Lo, the Poor Indian! Notes on Amerindian Origins

HISTORY

Today our American Indian population of more than 2.5 million is in sharp contrast to the population in 1609, the year Henry Hudson sailed up the river that bears his name. The entire North American continent was then the exclusive domain of Indians. By the early 1700s, Indian tribes in the lower Hudson Valley had sold their highly desirable lands to Dutch or English colonists, usually for a song. The Delaware Indian tribes of the region--Mahicans and Munsees--then scattered to the four winds, leaving only names on the land and a few members in isolated remnant groups.

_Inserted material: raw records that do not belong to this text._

Issue #816, opened 2024-01-14
implement `Display` for `Text`, `Line`, `Span`


Valentin271:
## Problem
Someone on discord wanted to check the actual content of a `Text`, ignoring the style.

One solution is to loop over the inner lines and span manually. I'm wondering if implementing `Display` is worth it to get a string representation of `Text`?

## Solution

Implement `Display` for `Text`, `Line` and `Span` at least.

## Alternatives
Just let users code it themselves as the fields are all public and this might not be a wide use case.

orhun:
I remember hitting the same case in the past. I think that the `Display` implementation or a method such as `raw_text()` would be nice.

Valentin271:
Sure go ahead @Emivvvvv

PR #825, opened 2024-01-15
feat: implement Display for Text, Line, Span

Emivvvvv:
Issue: https://github.com/ratatui-org/ratatui/issues/816

This PR adds:

`std::fmt::Display` for `Text`, `Line`, and `Span` structs.

Display implementation displays actual content while ignoring style.

### DIFF
--- a/src/text/line.rs
+++ b/src/text/line.rs
@@ -381,6 +381,15 @@ impl Widget for Line<'_> {
     }
 }
 
+impl std::fmt::Display for Line<'_> {
+    fn fmt(&self, f: &mut std::fmt::Formatter<'_>) -> std::fmt::Result {
+        for span in &self.spans {
+            write!(f, "{span}")?;
+        }
+        Ok(())
+    }
+}
+
 #[cfg(test)]
 mod tests {
     use super::*;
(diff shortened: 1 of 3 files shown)


src/text/line.rs
joshka, line 1: Can you please add two tests:
- a line that has a style is rendered plain
- a line with spans that have styles is rendered plain

I think only really the first test "display_line_from_vec" is needed below. The other tests seem like they test the internals of how strings get converted to a line, so it seems like they test code that is already tested.

src/text/text.rs
```diff
@@ -225,6 +225,19 @@ where
...
 
+impl std::fmt::Display for Text<'_> {
+    fn fmt(&self, f: &mut std::fmt::Formatter<'_>) -> std::fmt::Result {
+        let vec_len = self.lines.len();
+        for (i, line) in self.lines.iter().enumerate() {
+            write!(f, "{line}")?;
+            if (i + 1) != vec_len {
+                writeln!(f)?
+            }
+        }
```
Valentin271, line 236: This can be simplified to
```suggestion
        for line in &self.lines {
            writeln!(f, "{line}")?;
        }
```

This will add a trailing `\n`, but is it a problem really?

joshka, line 236: One alternate way of doing this is to use https://docs.rs/itertools/latest/itertools/trait.Itertools.html#method.with_position
```suggestion
        for (position, line) in self.lines.iter().with_positions() {
            if position == Position::Last {
                write(f, "{line}")?;
            } else {
                writeln(f, "{line}")?;
            }
        }
```

joshka (approved):
LGTM

src/text/text.rs
Valentin271: That works too, it just depends on whether we want an ending `\n`. I don't know what makes the most sense.

joshka: We likely don't - think of the single line case - that should render "Hello", two lines "Hello\nWorld".

joshka:
What happened here?

orhun:
I've been talking with @Emivvvvv on Discord for guidance, asked him what happened :D

orhun:
There was a misunderstanding about the gpg signing and now we can't reopen this PR since the branch is re-created.

Emivvvvv:
I'm sorry because of the mess. This is my first time 😬. Like @orhun said I wanted to make the commit verified but because of my limited knowledge about how git works I removed the branch to be able to re-send a verified commit. But apparently I could have used `--amend`. I'm opening a new PR shortly. Again, sorry about this mess.

joshka:
No worries :)

PR #830, opened 2024-01-16
feat: Add spacing feature to flex example ✨

kdheepak:
This adds the `spacing` using `+` and `-` to the flex example:

https://github.com/ratatui-org/ratatui/assets/1813121/1980206d-8558-47f0-8631-c74ba98b224d

This was useful to find and debug spacing related bugs like this: https://github.com/ratatui-org/ratatui/pull/829

### DIFF
--- a/examples/flex.rs
+++ b/examples/flex.rs
@@ -30,6 +30,7 @@ const EXAMPLE_DATA: &[(&str, &[Constraint])] = &[
     ("", &[Fixed(20), Percentage(20), Length(20)]),
     ("", &[Percentage(20), Length(20), Fixed(20)]),
     ("", &[Length(20), Length(15)]),
+    ("Spacing has no effect in `SpaceAround` and `SpaceBetween`", &[Proportional(1), Proportional(1)]),
     ("", &[Length(20), Fixed(20)]),
     (
         "When not using `Flex::Stretch` or `Flex::StretchLast`,\n`Min(u16)` and `Max(u16)` collapse to their lowest values",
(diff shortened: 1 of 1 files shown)


orhun (approved):

Valentin271:
I like this a lot, could we display the current spacing value somewhere? And maybe add a note that `Space*` don't support spacing.

I see you fixed the proportional bug in https://github.com/ratatui-org/ratatui/pull/829 (I rebased locally and tested). I still can see a bug with `Percentage` or maybe `Length`.

https://github.com/ratatui-org/ratatui/assets/36198422/90d58a36-c8d7-4130-bf52-4f26cbdd66fe

I also recommend bumping the layout cache to 200 because every `+` or `-` is a lot of "layouting" added. I can really feel it on my machine.

kdheepak:
> I like this a lot, could we display the current spacing value somewhere?

Good idea. I added it to the axis.

image

I also fixed the axis to show the correct width of the blocks when there is a scrollbar or not.

> And maybe add a note that Space* don't support spacing.

Done.

image

> I still can see a bug with Percentage or maybe Length.

Yes, that can only be fixed with this PR though: https://github.com/ratatui-org/ratatui/pull/788
Trying to get other PRs through and will work on the constraint weights at the end.

> I also recommend bumping the layout cache to 200

I bumped it to a higher number because I was seeing lag too.

Thanks for the comments!

Valentin271 (approved):
Works for me then!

Some Hudson Valley tribes found their way to Massachusetts, others to upstate New York, Pennsylvania, Ohio and Indiana. To find descendants of these tribes today, one would have to travel to Wisconsin or to Ontario in Canada, where small bands live on reservations. A similar extinction drama was played out in the Massachusetts Bay colony after the landing of the Pilgrims at Plymouth in 1620. Eventually, a whole section of American ethnography was pushed from their lands and settled on reservations in what were considered to be undesirable areas. In some cases, as in the Indian Territory (now Oklahoma), they were given lands that proved to be oil-bearing, making a few rich beyond the dreams of avarice.

Indians owe their name to a monumental gaffe committed by Christopher Columbus five centuries ago. Thinking he had reached India, he called the people he encountered "los Indios." Eventually, it was recognized that not Asia but an unknown continent had been discovered. By then, the word "Indian" had entered the major languages of the world. To rectify Columbus's error and avoid the stereotypes that have sprung up, it is fashionable today to refer to Indians as "Native Americans." Although it may be politically incorrect to demur, the term Native American is as much a misnomer as was Indian. We are all descended from immigrants; Indians merely got here sooner than the rest of us.

The Land Bridge
Originating in Asia, ancestors of the so-called Native Americans are believed to have reached Alaska from Siberia by a land bridge exposed in shallow Bering Strait. Geologists refer to the area of far eastern Russia east of the Lena River and northwestern North America west of longitude 130 degrees as Beringia. A highly unlikely drop of only 120 feet in today's ocean level would create a land bridge again and reveal the link from one continent to another. The evidence seems clear they arrived in what is North America well before the last major glaciation and then made their way southwards, often hugging the shoreline along the still ice-covered part of the continent and depending on fish and shell fish for sustenance. Evidence of their passage along the ocean strand may exist under the Pacific. Titanic explorer Robert Ballard has indicated an interest in such a project.

Their migration was for the most basic of reasons: food. Once past the southern limit of glacial ice, these hunter-gatherers traveled inland in small bands, moving with the game that supplied them with meat and furs. Always seeking new regions where animals and plants were plentiful, they explored ever southward as the climate moderated. Taking whatever a bountiful nature offered, they made no effort to increase or propagate their food supply by domesticating animals or rising crops.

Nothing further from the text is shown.